Keith Donohue

Personal information
- Full name: Keith Donohue
- Born: 11 October 1963 (age 62) Chatham, Kent, England
- Batting: Right-handed
- Bowling: Right-arm medium-fast

Domestic team information
- 1985–2000: Devon

Career statistics
| Competition | List A |
| Matches | 11 |
| Runs scored | 110 |
| Batting average | 15.71 |
| 100s/50s | –/– |
| Top score | 31 |
| Balls bowled | 686 |
| Wickets | 13 |
| Bowling average | 41.84 |
| 5 wickets in innings | – |
| 10 wickets in match | – |
| Best bowling | 3/41 |
| Catches/stumpings | 2/– |
- Source: Cricinfo, 10 February 2011

= Keith Donohue (cricketer) =

English cricketer

Keith Donohue (born 11 October 1963) is an English cricketer. Donohue is a right-handed batsman who bowled right-arm medium-fast. He was born in Chatham, Kent.

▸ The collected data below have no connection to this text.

PR #367, opened 2026-06-05
SKETCH-2763: Generate complement strand for nucleic acids

JarrettSJohnson:
- Linked Case: SKETCH-2763

### Description

This revision offers support for the generation of a complement strand for a selected set of nucleic acids.

Adds a menu option to generate the complement whenever a set of nucleic acids are selected; mixed selections disables the option.

Ordering and pointer invalidation is a bit tricky for building up the sequences in this way, so we employ an index-based strategy to build up the nascent chain for each polymer.

### Testing Done

Adds some tests for conditions where menus should show, generation of complement, and undo.

### DIFF
--- a/src/schrodinger/sketcher/menu/monomer_context_menu.h
+++ b/src/schrodinger/sketcher/menu/monomer_context_menu.h
@@ -47,6 +47,11 @@ class SKETCHER_API MonomerContextMenu : public AbstractContextMenu
     void mutateMonomerRequested(std::vector<MonomerMutation> mutations,
                                 QString description);
 
+    // `bases` holds raw atom pointers into the live molecule, so the receiver
+    // must consume them before it starts mutating the molecule.
+    void addComplementaryStrandRequested(
+        const std::unordered_set<const RDKit::Atom*>& bases);
+
   protected:
     void updateActions() override;
 
@@ -56,6 +61,7 @@ class SKETCHER_API MonomerContextMenu : public AbstractContextMenu
     void createProtonateAction();
     void createMutateBaseSubMenu();
     void createSugarToggleAction();
+    void createAddComplementaryStrandAction();
     void createDeleteAction();
 
     QMenu* m_mutate_residue_menu = nullptr;
@@ -63,6 +69,12 @@ class SKETCHER_API MonomerContextMenu : public AbstractContextMenu
     QAction* m_protonate_action = nullptr;
     QMenu* m_mutate_base_menu = nullptr;
     QAction* m_sugar_toggle_action = nullptr;
+    QAction* m_add_complement_action = nullptr;
+
+    // Bases from the current selection that have a Watson-Crick complement.
+    // Computed once per updateActions() and reused both to set the action's
+    // enabled state and as the payload when the action is triggered.
+    std::unordered_set<const RDKit::Atom*> m_complement_bases;
 };
 
 } // namespace sketcher
--- a/src/schrodinger/sketcher/model/mol_model.cpp
+++ b/src/schrodinger/sketcher/model/mol_model.cpp
@@ -2,6 +2,8 @@
 
 #include <algorithm>
 #include <functional>
+#include <limits>
+#include <map>
 #include <variant>
 
 #include <fmt/format.h>
@@ -9,6 +11,7 @@
 #include <rdkit/GraphMol/Atom.h>
 #include <rdkit/GraphMol/Bond.h>
 #include <rdkit/GraphMol/Conformer.h>
+#include <rdkit/GraphMol/MonomerInfo.h>
 #include <rdkit/GraphMol/MolOps.h>
 #include <rdkit/GraphMol/RWMol.h>
 #include <rdkit/GraphMol/SubstanceGroup.h>
@@ -28,6 +31,7 @@
 
 #include "schrodinger/rdkit_extensions/helm.h"
 #include "schrodinger/rdkit_extensions/molops.h"
+#include "schrodinger/rdkit_extensions/monomer_database.h"
 #include "schrodinger/rdkit_extensions/monomer_mol.h"
 #include "schrodinger/rdkit_extensions/rgroup.h"
 #include "schrodinger/sketcher/rdkit/sgroup.h"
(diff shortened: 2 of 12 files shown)


src/schrodinger/sketcher/menu/monomer_context_menu.h
```diff
@@ -47,6 +47,12 @@ class SKETCHER_API MonomerContextMenu : public AbstractContextMenu
     void mutateMonomerRequested(std::vector<MonomerMutation> mutations,
                                 QString description);
 
+    // Must be wired with a direct (synchronous) connection — `bases`
+    // holds raw atom pointers that are invalidated as soon as the
+    // receiver starts mutating the molecule.
```
KevKeating: I get why the pointers are invalidated, but why does that mean that the connection must be direct?  I would think that we can safely assume that nothing is going to mutate the molecule in between this signal being emitted and the slot being called even with a queued connection.

src/schrodinger/sketcher/model/mol_model.cpp
```diff
@@ -171,6 +175,108 @@ void strip_notes_and_mol_model_tags(RDKit::ROMol& mol)
     }
 }
 
+// Per-base data needed to build one complement monomer triplet (sugar, base,
+// phosphate). `orig_idx` is the index of the original base it pairs with.
```
KevKeating: This and the static method docstrings should use the
```
/**
 *
 */
```
comment formatting.

src/schrodinger/sketcher/model/mol_model.cpp
```diff
@@ -171,6 +175,108 @@ void strip_notes_and_mol_model_tags(RDKit::ROMol& mol)
...
+        if (base == nullptr || get_monomer_type(base) != MonomerType::NA_BASE) {
+            continue;
+        }
+        bases_by_polymer[rdkit_extensions::get_polymer_id(base)].push_back(
+            base->getIdx());
+    }
+    return bases_by_polymer;
+}
+
+// Resolve each base in `base_idxs` to its complement triplet, in 5'->3' order.
```
KevKeating: I think it would be clearer to describe the ordering here as "residue number order" or something similar instead of "5' -> 3'" order.  Based on this docstring, I was wondering if the function examined connectivity to determine order.

src/schrodinger/sketcher/model/mol_model.cpp
```diff
@@ -171,6 +175,108 @@ void strip_notes_and_mol_model_tags(RDKit::ROMol& mol)
...
+        if (!comp.has_value()) {
+            continue;
+        }
+        // Phosphate is always "P"; sugar identity (R vs dR) is per base to
+        // handle chimeric chains mixing R and dR within one polymer.
+        std::string sugar_sym = is_dna ? "dR" : "R";
+        if (!db.getMonomerSmiles(sugar_sym, rdkit_extensions::ChainType::RNA) ||
+            !db.getMonomerSmiles(*comp, rdkit_extensions::ChainType::RNA)) {
+            continue;
+        }
```
KevKeating: Is there any reason to check the monomer DB here?  We know that `sugar_sym` and the residue names returned by `get_complement_base_symbol` are valid monomer names, so this check doesn't seem to add much.  Same with the check on line 212.

src/schrodinger/sketcher/model/mol_model.cpp
```diff
@@ -171,6 +175,108 @@ void strip_notes_and_mol_model_tags(RDKit::ROMol& mol)
...
+    return pairs;
+}
+
+// Direction from an original base toward its complement: away from the base's
+// own sugar, so the complement follows a rotated/moved strand. Derived from the
+// first base with a locatable sugar; falls back to straight down. Also fills
+// `orig_base_positions` with each pair's base position, in order.
+static RDGeom::Point3D
+pairing_axis(const RDKit::ROMol& mol, const std::vector<ComplementPair>& pairs,
+             std::vector<RDGeom::Point3D>& orig_base_positions)
```
KevKeating: I think it might be clearer to have a separate function for populating `orig_base_positions`.  It doesn't seem like there's any substantial savings in having both operations as part of the same function, and the call to this function in `addComplementChainForPolymer` looks like it just forgot to initialize `orig_base_positions`.  The change should also make this function a fair bit simpler.

src/schrodinger/sketcher/model/mol_model.cpp
```diff
@@ -939,6 +1045,119 @@ void MolModel::addMonomericConnection(const RDKit::Atom* const monomer_one,
...
+    // invalidates any held conformer reference.
+    std::vector<RDGeom::Point3D> orig_base_positions;
+    const RDGeom::Point3D pair_dir =
+        pairing_axis(m_mol, pairs, orig_base_positions);
+    // Backbone axis: perpendicular to the pairing axis (-x for the canonical
+    // downward pair_dir).
+    const RDGeom::Point3D backbone_dir(pair_dir.y, -pair_dir.x, 0.0);
+    // Lay the complement out one monomer bond at a time so the spacing matches
+    // the rest of the monomer layout.
+    constexpr double MONOMER_STEP = rdkit_extensions::MONOMER_BOND_LENGTH;
```
KevKeating: Is this constant just to reduce the line length relative to using `rdkit_extensions::MONOMER_BOND_LENGTH`?  It seems like the `MONOMER_BOND_LENGTH` name is more descriptive/readable.

src/schrodinger/sketcher/model/mol_model.cpp
```diff
@@ -939,6 +1045,119 @@ void MolModel::addMonomericConnection(const RDKit::Atom* const monomer_one,
...
+        // further out so the new base faces back toward the original.
+        // Phosphate offsets along the backbone axis.
+        RDGeom::Point3D base_coord =
+            along(orig_base_pos, pair_dir, MONOMER_STEP);
+        RDGeom::Point3D sugar_coord = along(base_coord, pair_dir, MONOMER_STEP);
+        RDGeom::Point3D phos_coord =
+            along(sugar_coord, backbone_dir, MONOMER_STEP);
+
+        if (is_first) {
+            addMonomer(pair.sugar_sym, rdkit_extensions::ChainType::RNA,
```
KevKeating: It looks like this function is going to add one item to the undo stack per monomer.  You could use `createUndoMacro` to avoid this.

src/schrodinger/sketcher/model/mol_model.cpp
```diff
@@ -939,6 +1045,119 @@ void MolModel::addMonomericConnection(const RDKit::Atom* const monomer_one,
...
+    // after round-tripping through the parser.
+    auto renumber = [this, new_chain_atom_idxs]() {
+        for (size_t i = 0; i < new_chain_atom_idxs.size(); ++i) {
+            auto* atom = m_mol.getAtomWithIdx(new_chain_atom_idxs[i]);
+            auto* info = dynamic_cast<RDKit::AtomPDBResidueInfo*>(
+                atom->getMonomerInfo());
+            if (info == nullptr) {
+                continue;
+            }
+            info->setResidueNumber(static_cast<int>(i + 1));
```
KevKeating, line 1195: Is this using one residue number per monomer?  Each residue should consist of a sugar, base, and phosphate.

src/schrodinger/sketcher/model/mol_model.cpp
JarrettSJohnson: There is already one above in the caller of this function via:

```cpp
    // One undo entry covers the complement chains for every source polymer.
    auto undo_macro = createUndoMacro("Add Complementary Sequence");
    for (const auto& [polymer_id, base_idxs] : bases_by_polymer) {
        addComplementChainForPolymer(base_idxs);
    }
}
```
Is this not fine?

src/schrodinger/sketcher/model/mol_model.cpp
JarrettSJohnson: I modeled this after 

https://github.com/schrodinger/sketcher/blob/e48a7c787609d7a73206946b115974cd9252eaa2/src/schrodinger/rdkit_extensions/helm/to_rdkit.cpp#L272-L278

which seems to assign per monomer rather than actual residue--unless I'm missing something obvious?

src/schrodinger/sketcher/model/mol_model.cpp
KevKeating: Ahh, I missed that.  Never mind then!

src/schrodinger/sketcher/model/mol_model.cpp
KevKeating: That's a good question.  I wrote [get_residue_number_for_new_monomer](https://github.com/schrodinger/sketcher/blob/7a2748a0406eedb0e062f1dd95e55c2e6e5b5a85/src/schrodinger/sketcher/model/mol_model.cpp#L755) on the assumption that residue numbering for HELM nucleic acids should follow standard residue numbering rules, but that's not what happens in `to_rdkit`:
```py
>>> rdmol = rdkit_extensions.to_rdkit("RNA1{R(U)P.R(T)P}$$$$V2.0")
>>> [atom.GetMonomerInfo().GetResidueNumber() for atom in rdmol.GetAtoms()]
[1, 2, 3, 4, 5, 6]
```
@d-b-w and/or @rachelnwalker (or anyone else who knows), is that intentional?  How should HELM residue numbering work for nucleic acids?

rachelnwalker: Yeah this is intentional because the HELM reader/writer assumes each 'monomer' is one 'residue' 

Definitely strange, but I don't think it would be straightforward to change that - I think we'd need to add a different property to differentiate nucleotides if you need that

KevKeating: Ahh, okay.  I don't need anything for differentiating nucleotides currently.  We might eventually need a property for "what's the residue number of the Maestro structure residue that this monomer is mapped to," but adding a property for that wouldn't be hard.  I'll file a case to modify get_residue_number_for_new_monomer so that it follows this behavior.

KevKeating: I filed SKETCH-2782 to modify `get_residue_number_for_new_monomer`.  @JarrettSJohnson, you can ignore my original comment here!

rachelnwalker: >We might eventually need a property for "what's the residue number of the Maestro structure residue that this monomer is mapped to,"

Yup that makes sense

src/schrodinger/sketcher/model/mol_model.cpp
```diff
@@ -171,6 +175,137 @@ void strip_notes_and_mol_model_tags(RDKit::ROMol& mol)
     }
 }
 
+/**
+ * @brief Per-base data needed to build one complement monomer triplet (sugar,
+ * base, phosphate).
+ *
+ * @c orig_idx is the index of the original base this triplet pairs with.
+ */
+struct ComplementPair {
```
ethan-schrodinger: Nit: maybe I'm missing something, but I don't know whether `ComplementPair` is the best name for this, since it's not a pair of anything.

src/schrodinger/sketcher/model/mol_model.cpp
```diff
@@ -171,6 +175,137 @@ void strip_notes_and_mol_model_tags(RDKit::ROMol& mol)
...
+    size_t orig_idx;
+    std::string sugar_sym;
+    std::string comp_sym;
```
ethan-schrodinger: `comp_sym` = "complement base symbol" ?

Could we choose a more descriptive variable name? Or at least add a @param field to make this explicit?

src/schrodinger/sketcher/rdkit/monomeric.cpp
```diff
@@ -130,6 +130,51 @@ std::string get_monomer_res_name(const RDKit::Atom* const monomer)
...
+    // The purine A pairs with the partner strand's pyrimidine: T in DNA, U in
+    // RNA. Both pyrimidines T and U pair back to A.
+    if (base_symbol == "A") {
+        return is_dna ? "T" : "U";
+    }
+    if (base_symbol == "T" || base_symbol == "U") {
+        return "A";
+    }
+    return std::nullopt;
+}
```
ethan-schrodinger, line 176: Definitely a nit, but I guess it would probably be marginally easier to implement two separate functions (or even just maps) for DNA vs. RNA. The caller already has to supply `is_dna`, so it would just then also be responsible for choosing the correct function to call. Then, the implementation would be as simple as accessing a map element in each case. Alternatively, of course, we could just access the map element directly from the calling code.

ethan-schrodinger (approved):
LGTM!

I have some minort comments, but obviously it's up to you whether they are worth implementing.

src/schrodinger/sketcher/model/mol_model.cpp
JarrettSJohnson: Fixed — replaced `comp_sym` with the descriptive `base_symbol` field and use `complement_base_symbol` for the lookup result.

Signed Codex

src/schrodinger/sketcher/rdkit/monomeric.cpp
JarrettSJohnson: Fixed — split the lookup into `get_dna_complement_base_symbol` and `get_rna_complement_base_symbol`, each backed by its own map. The caller now selects the appropriate function based on `is_dna`, and focused unit coverage was added.

Signed Codex

src/schrodinger/sketcher/model/mol_model.cpp
JarrettSJohnson: Fixed — renamed `ComplementPair` to `ComplementNucleotide` and renamed its fields to `original_base_idx`, `sugar_symbol`, and `base_symbol` so the type describes the single complement nucleotide it represents.

Signed Codex

src/schrodinger/sketcher/model/mol_model.cpp
```diff
@@ -940,6 +1083,122 @@ void MolModel::addMonomericConnection(const RDKit::Atom* const monomer_one,
...
+    const std::unordered_set<const RDKit::Atom*>& selected_bases)
+{
+    auto bases_by_polymer = group_bases_by_polymer(selected_bases);
+    if (bases_by_polymer.empty()) {
+        return;
+    }
+    // One undo entry covers the complement chains for every source polymer.
+    auto undo_macro = createUndoMacro("Add Complementary Sequence");
+    for (const auto& [polymer_id, base_idxs] : bases_by_polymer) {
+        addComplementChainForPolymer(base_idxs);
```
KevKeating, line 1096: Will this add an empty entry to the undo stack if none of the polymers have any complementable nucleotides?

src/schrodinger/sketcher/model/mol_model.cpp
```diff
@@ -940,6 +1083,122 @@ void MolModel::addMonomericConnection(const RDKit::Atom* const monomer_one,
...
+            orig_base_pos, pair_dir, rdkit_extensions::MONOMER_BOND_LENGTH);
+        RDGeom::Point3D sugar_coord =
+            along(base_coord, pair_dir, rdkit_extensions::MONOMER_BOND_LENGTH);
+        RDGeom::Point3D phos_coord = along(
+            sugar_coord, backbone_dir, rdkit_extensions::MONOMER_BOND_LENGTH);
+
+        if (is_first) {
+            addMonomer(complement.sugar_symbol,
+                       rdkit_extensions::ChainType::RNA, sugar_coord);
+        } else {
```
KevKeating, line 1154: What happens if there's a non-complementable nucleotide in between two complementable nucleotides?  Will this create an extra long connection between the two complements?

src/schrodinger/sketcher/model/mol_model.cpp
```diff
@@ -171,6 +175,145 @@ void strip_notes_and_mol_model_tags(RDKit::ROMol& mol)
...
+ *
+ * Atom indices are stored (not pointers) since pointers are invalidated by
+ * later edits. Null/non-base atoms are skipped. An ordered map keeps per-
+ * polymer processing deterministic, so the auto-numbered complement chains are
+ * reproducible.
+ *
+ * @param bases the selected atoms
+ * @return a map from polymer id to the contained base atom indices
+ */
+static std::map<std::string, std::vector<size_t>>
```
KevKeating, line 202: These static methods and the ComplementNucleotide struct could probably go in monomeric.h/cpp since they don't seem to need access to anything MolModel-related.  That would keep this file a bit cleaner, but I'm okay either way.  We can always move them later if we need to access them somewhere else.

KevKeating (approved):
I had a few minor questions, but they can always be addressed later if need be.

Donohue made his debut for Devon in the 1985 Minor Counties Championship against Cornwall, in doing so beginning a 15-year playing career with the county. From 1985 to 2000, he represented the county in 88 Championship matches, the last of which came against Cheshire. He made his MCCA Knockout Trophy debut for the county in 1986 against Cornwall. From 1986 to 2000, he represented the county in 34 Trophy matches, the last of which came against Cornwall. During this playing career with Devon, he won two Minor Counties Championships and three MCCA Knockout Trophy's. He played List A cricket for Devon at a time when they were permitted to take part in the domestic one-day competition, making his debut in that format in the 1986 NatWest Trophy against Nottinghamshire. From 1986 to 2000, he represented Devon in 11 List A matches, the last of which came in the 2000 NatWest Trophy against Staffordshire. In his 11 List A matches, he scored 110 runs at a batting average of 15.71, with a high score of 31. With the ball he took 13 wickets at a bowling average of 41.84, with best figures of 3/41 against Essex in the 1996 NatWest Trophy.

He currently plays club cricket for Plympton Cricket Club in the Devon Cricket League.